I'm pretty sure that there's no problem with the corpus. I double-checked it.

In the preprocess.sh, there are a few options

-src_vocab_size 30000 \ -tgt_vocab_size 30000 \ -src_seq_length 10000 \ -tgt_seq_length 10000

Is this the correct values for LDC2017T10?

Amazing-J commented 5 years ago

Because the source and the target share the vocabulary and after doing BPE, the vocabulary size should be around the BPE operands without much impact. I assume that you are authorized by LDC. Please send me your email and I can provide you with my baseline corpus.

dungtn commented 5 years ago

Yes, I am. I've sent out an email to the first author of the paper (assuming that it's you :-)) Thank you for helping me out.

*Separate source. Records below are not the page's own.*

PR #1672, opened 2022-01-18
fix: add region argument to glue extractor boto3 client instantiation

AykCanDem:
### Summary of Changes

**glue extractor** does not get `region_name` argument. It might be needed in different scenarios. For example, while using **Databricks** for extracting data from AWS Glue, it gives `NoRegionError: You must specify a region.`

You might be questioning why cant we use aws configuration and set region with **.aws/config** $HOME directory. Databricks is using instance profile for associating cluster with AWS IAM role. It is not a good practice to install aws cli to databricks cluster and configure aws credentials. So, typically, there is no **.aws/config** file stored in databricks cluster, and it is not needed.

In a nutshell, it might be better to have an option to provide `region_name` parameter while creating glue extractor.

### CheckList

### DIFF
--- a/databuilder/databuilder/extractor/glue_extractor.py
+++ b/databuilder/databuilder/extractor/glue_extractor.py
@@ -26,7 +26,8 @@ class GlueExtractor(Extractor):
         CLUSTER_KEY: 'gold',
         FILTER_KEY: None,
         MAX_RESULTS_KEY: 500,
-        RESOURCE_SHARE_TYPE: "ALL"
+        RESOURCE_SHARE_TYPE: "ALL",
+        REGION_NAME_KEY: None
     })
 
     def init(self, conf: ConfigTree) -> None:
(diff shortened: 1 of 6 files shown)


mgorsk1 (commented):
to be consistent across all keys I would do `REGION_NAME_KEY`: `region_name`. WDYT?

databuilder/databuilder/extractor/glue_extractor.py
```diff
@@ -21,11 +21,13 @@ class GlueExtractor(Extractor):
...
     MAX_RESULTS_KEY = 'max_results'
     RESOURCE_SHARE_TYPE = 'resource_share_type'
+    REGION_NAME = "region"
     DEFAULT_CONFIG = ConfigFactory.from_dict({
         CLUSTER_KEY: 'gold',
         FILTER_KEY: None,
         MAX_RESULTS_KEY: 500,
-        RESOURCE_SHARE_TYPE: "ALL"
+        RESOURCE_SHARE_TYPE: "ALL",
+        REGION_NAME: None
```
mgorsk1, line 30: If there is no default we don't really need this in the config

AykCanDem: I agree about `REGION_NAME_KEY`. However, if we wont put it as default, tests gives errors `pyhocon.exceptions.ConfigMissingException: 'No configuration setting found for key region' `.
I think it should be there as `FILTER_KEY`.

AykCanDem:
any update on this?

mgorsk1:
closed in favor of https://github.com/amundsen-io/amundsen/pull/1687

PR #1684, opened 2022-01-30
feat: Add ElasticsearchWatermarkExtractor

jaredbwasserman:
### Summary of Changes

Add `ElasticsearchWatermarkExtractor`.

### Tests

I added a few unit tests for the newly added `ElasticsearchWatermarkExtractor`.

### Documentation

I added a new documentation section for `ElasticsearchWatermarkExtractor` just under `ElasticsearchColumnStatsExtractor` ( https://github.com/amundsen-io/amundsen/tree/main/databuilder#elasticsearchcolumnstatsextractor ).

### CheckList

### DIFF
--- a/databuilder/databuilder/extractor/es_base_extractor.py
+++ b/databuilder/databuilder/extractor/es_base_extractor.py
@@ -17,6 +17,8 @@ class ElasticsearchBaseExtractor(Extractor):
 
     By default, the extractor does not add sort_order to columns. Set ELASTICSEARCH_CORRECT_SORT_ORDER conf to True
     for columns to have correct sort order.
+
+    Set ELASTICSEARCH_TIME_FIELD to the name of the field representing time.
     """
 
     ELASTICSEARCH_CLIENT_CONFIG_KEY = 'client'
@@ -25,6 +27,9 @@ class ElasticsearchBaseExtractor(Extractor):
     # For backwards compatibility, the Elasticsearch extractor does not add sort_order to columns by default.
     # Set this to true in the conf for columns to have correct sort order.
     ELASTICSEARCH_CORRECT_SORT_ORDER = 'correct_sort_order'
+
+    # Set this to the name of the field representing time.
+    ELASTICSEARCH_TIME_FIELD = 'time_field'
 
     CLUSTER = 'cluster'
     SCHEMA = 'schema'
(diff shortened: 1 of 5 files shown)


databuilder/databuilder/extractor/es_base_extractor.py
```diff
@@ -129,6 +148,15 @@ def _correct_sort_order(self) -> bool:
         except Exception:
             return False
 
+    # Default time field is @timestamp to match ECS
+    # See https://www.elastic.co/guide/en/ecs/master/ecs-base.html
+    @property
+    def _time_field(self) -> str:
+        try:
+            return self.conf.get(ElasticsearchBaseExtractor.ELASTICSEARCH_TIME_FIELD)
```
mgorsk1, line 156: why not just make @timestamp a default for this config key?

databuilder/databuilder/extractor/es_base_extractor.py
```diff
@@ -55,6 +60,20 @@ def _get_indexes(self) -> Dict:
...
+    def _get_index_creation_date(self, index_metadata: Dict) -> Optional[float]:
+        if index_metadata is None:
+            return None
+        settings = index_metadata.get('settings', dict())
+        if len(settings) == 0:
+            return None
+        index = settings.get('index', dict())
+        if len(index) == 0:
+            return None
+        creation_date = index.get('creation_date')
```
mgorsk1, line 72: so if creation_date is not none we shall return it. in any other case we return None. could this section be written in a less complex approach?

mgorsk1 (changes requested):

databuilder/databuilder/extractor/es_base_extractor.py
jaredbwasserman: Yes, that makes sense to me. Does it make sense to remove the try/catch and just have `@timestamp` as the second parameter?

databuilder/databuilder/extractor/es_base_extractor.py
jaredbwasserman: Yes, I'll rewrite it. I wrote it this way to get around some mypy errors, but I agree this could be written more simply.

mgorsk1 (approved):

PR #1693, opened 2022-02-01
feat: Add column statistics indicator for columns with TableColumnStats available

mgorsk1:
### Summary of Changes

Currently there is no indication if there is a need to expand the column details to see whether column has column stats available or not. Users need to expand details even if there is nothing there.

This PR introduces an icon which indicates that a given column has statistics available. I am not strongly opinionated towards icon or placement choice but I think such indicator is a must to improve user experience.

This is how it looks like after this initial implementation:
image

### Tests

tbd

### Documentation

tbd

### CheckList
- [] PR adds unit tests, updates existing unit tests, __OR__ documents why no test additions or modifications are needed.

### DIFF
--- a/frontend/amundsen_application/static/js/features/ColumnList/index.tsx
+++ b/frontend/amundsen_application/static/js/features/ColumnList/index.tsx
@@ -85,7 +85,6 @@ type ContentType = {
   title: string;
   description: string;
   nestedLevel: number;
-  stats: boolean;
 };
 
 type DatatypeType = {
@@ -253,7 +252,6 @@ const ColumnList: React.FC<ColumnListProps> = ({
         title: item.name,
         description: item.description,
         nestedLevel: item.nested_level || 0,
-        stats: hasItemStats,
       },
       type: {
         type: item.col_type,
@@ -328,7 +326,7 @@ const ColumnList: React.FC<ColumnListProps> = ({
     {
       title: 'Name',
       field: 'content',
-      component: ({ title, description, nestedLevel, stats }: ContentType) => (
+      component: ({ title, description, nestedLevel }: ContentType) => (
         <>
           {nestedLevel > 0 && (
             <>
--- a/frontend/amundsen_application/static/js/features/ColumnList/index.tsx
+++ b/frontend/amundsen_application/static/js/features/ColumnList/index.tsx
@@ -43,6 +43,8 @@ import { logAction } from 'utils/analytics';
 import { buildTableKey, TablePageParams } from 'utils/navigationUtils';
 import { getUniqueValues, filterOutUniqueValues } from 'utils/stats';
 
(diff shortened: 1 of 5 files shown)


mgorsk1:
@Golodhros @danwom I'd appreciate any feedback you might have on this 🙏

mgorsk1:
ping @Golodhros

Golodhros:
Pinging Knowl!

knowlb:
We love the idea of indicating whether there are column stats to expand, but the faint icon on the far right was really hard to notice, so would like to suggest using this treatment (see attached img):
column stats indicator
This is also to be consistent with a new feature we're developing to highlight search keyword matches in results, including pulling out column names for tables and charts & queries for dashboards: 
image

mgorsk1:
thanks @knowlb that totally makes sense! where do you source your icons from (or are they custom made) so I can submit PR with matching aesthetics?

mgorsk1:
I refactored to your suggestion @knowlb with minor adjustment - I didn't like the fact that icon presence could shift some column names and in results they'd not be aligned throughout so I've added the icon to the left of col name & description. Let me know wdyt

knowlb:
Thanks and like the alignment idea too! Looks great-

frontend/amundsen_application/static/js/features/ColumnList/index.tsx
```diff
@@ -309,6 +311,18 @@ const ColumnList: React.FC<ColumnListProps> = ({
   });
 
   let formattedColumns: ReusableTableColumn[] = [
+    {
+      title: '',
+      field: 'stats',
+      width: 24,
```
Golodhros, line 317: Let's make this magic number into a constant.
Maybe `const STATS_COLUMN_WIDTH = 24;`

frontend/amundsen_application/static/js/features/ColumnList/index.tsx
```diff
@@ -43,6 +43,8 @@ import { logAction } from 'utils/analytics';
 import { buildTableKey, TablePageParams } from 'utils/navigationUtils';
 import { getUniqueValues, filterOutUniqueValues } from 'utils/stats';
 
+import { GraphIcon } from 'components/SVGIcons/GraphIcon';
```
Golodhros, line 46: Could you add a couple of extra test cases in 'js/features/ColumnList/index.spec.tsx', in the 'when columns with one usage data entry are passed' and 'when columns with no usage data are passed', looking for this icon to show up?

Golodhros (changes requested):

frontend/amundsen_application/static/js/features/ColumnList/index.tsx
mgorsk1: done

Golodhros (approved):
LGTM

Thanks a lot!!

vivald99 commented 5 years ago

Hi @Amazing-J , (cc @dungtn )

Thank you for sharing your work. I'm also having problems replicating the results from the paper. Could you, please, explain in detail how to preprocess the LDC AMR files or share the code to do that? I think that even a small mistake in the preprocessing step can lead to worse results. Maybe It is not clear in the README, how to proceed to generate the files to replicate the results, especially for SA and CNN models.

I used BPE (as you explained) and share vocab and got 23.13 BLUE, 30.64 METEOR and 56.84 CHFR++ in LDC2015E85 dev set. In the paper you report 24.93 BLEU, 33.20 METEOR and 60.30 CHFR++.

@dungtn If you have the code for preprocessing (for SA and CNN models) in a bash file or python script, it would be nice if you share it for replication. Could you share the files?

dungtn commented 5 years ago

@vivald99 Sure, I'm happy to share that (disclaimer: it's based on my understanding, I'm not 100% sure it's what the author did). You can find the code in my fork of this repo :-)

vivald99 commented 5 years ago

@dungtn thank you for your reply! I will run again the model with your preprocessing. Please, if you reproduce results that are similar to the paper, share the information.

dungtn commented 5 years ago

I checked the LDC2017T10 data, there're two differences

  1. The order in which the AMRs were processed (there are multiple files in the amrs directory and I processed them in different order than you did)
  2. There are a few places where the BPE is different, e.g., publication :arg1 ( lapse :arg1 ( memory...(yours) and publication :arg1 ( lap@@ se :arg1 ( memory... (mine)

@Amazing-J can you share the command that you use to linearize/anonymize the AMRs?

Is it ./anonDeAnon_java.sh anonymizeAmrFull true <amr_filename> from sinantie/NeuralAmr?